Hi, Speed Port
March 11, 2008
Nintendo consoles are notorious for featuring add-on ports that never have anything, well, added on outside of Japan. The Nintendo Entertainment System had a port for an unreleased disk drive, the Super NES featured a similar slot that collected dust, and the Nintendo 64's EXT slot for the 64DD went unused in most places. Even the Virtual Boy has an abandoned port meant for an unreleased two-player link cable. Then there's the GameCube and its three add-on ports. Do you remember the two serial ports that were meant for use with the limitedly supported broadband and modem adapters and the single parallel port that eventually found a purpose with the Game Boy Player? Could that parallel port have been destined for greater uses? Daniel Primed's Gamer Blog hypothesizes.

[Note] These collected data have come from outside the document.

PR #3941, opened 2025-05-08
build: add Node.js 24 support

mldangelo:


mldangelo:
Node 24 tests will continue to fail until there's a new version of google-auth-library. Going to convert to a draft

PR #3945, opened 2025-05-09
chore: Revert "feat(cli): Adds global `--verbose` option"

sklein12:
Reverts promptfoo/promptfoo#3931 

We discussed and don't want to add a flag that goes before the sub commands


sklein12:
@will-holley @mldangelo reverting as we talked about

PR #3950, opened 2025-05-09
chore: add global verbose option to all commands recursively

mldangelo:


raiderss:
Very clean code! This reminds me of our development standards at Eyes Store FiveM. Would love to collaborate!

PR #3954, opened 2025-05-09
chore: Clean up providers for redteam generate

faizanminhas:
Fix cleanup race condition with MCP server initialization

Resolve issue where cleanup calls fail because providers haven't completed MCP server initialization. This initialization happens during provider loading for redteam generate, even when providers aren't explicitly called.

This minimal fix addresses the race condition. An alternative approach could be preventing MCP server instantiation during generate-only calls, but the current solution is sufficient and safe.


mldangelo (approved):
Looks good! I would love to see a test

PR #3956, opened 2025-05-09
chore: better error handling for remote generation

sklein12:


faizanminhas (approved):
omg thank you, this confused me this morning

sklein12:
@faizanminhas since it's throwing errors instead of failing silently 😮‍💨

test/redteam/plugins/index.test.ts
```diff
@@ -185,23 +185,23 @@ describe('Plugins', () => {
...
+      await expect(
+        plugin?.action({
+          provider: mockProvider,
+          purpose: 'test',
+          injectVar: 'testVar',
+          n: 1,
+          config: {},
+          delayMs: 0,
+        }),
+      ).rejects.toThrow('No test cases generated for contracts');
```
faizanminhas, line 204: my opinion: I like clear error messages and exceptions when things fail.

sklein12: i made a poor decision and reverted. We have existing behavior that allows a redteam to continue and just fails the current plugin, we can't override that

faizanminhas: Wondering if that's desirable? If I configure a plugin, I'd expect it to work, or to inform me if it doesn't work. If I have 30 plugins and 2 failed, theoretically I'd wanna know without having to comb through logs?

PR #3962, opened 2025-05-09
fix: no proxy values should take priority in fetch

MrFlounder:


sklein12:
@MrFlounder I didn't realize it would take all of this logic to do it. Should we use that library instead?

MrFlounder:
@sklein12 that would be a much bigger refactor though - the types are different and I think we need to touch many files

MrFlounder:
updated the logic and tested manually - this should work, will fix the tests after lunch

I don't love it but it would take much longer if we switch package

src/fetch.ts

Back around the time the GameCube and it’s hardware specifications were first being shown off at E3 2001 Nintendo stated that the Hi-Speed port was basically a port for any console add-ons or peripherals down the track and that for the time being they weren’t sure what any of these expansions may be. I can’t remember exactly but I believe that the default assumption was that it would be similar to the Nintendo 64’s Memory Expansion port which later housed the Expansion Pak. That is, some sort of additional processing power for the console.
Eventually a year and a half later Nintendo released the Game Boy Player which was the only such peripheral to ever take advantage of this port. Which kinda makes me a little suspect as to what Nintendo were originally planning to use the port for. So I’ve thrown together some ideas of my own which I think would have been realistic of Nintendo and the hardware, feasible as well as useful for the consumer.
I've always wondered how these unused ports may have been better utilized, and while Daniel has some interesting ideas (miniature hard drive? RAM upgrade?) I find myself wondering how feasible any of those ideas may have been. I know there are some technically gifted readers out there, so let me put the question to you: what else could Nintendo have been planning for the hi-speed port?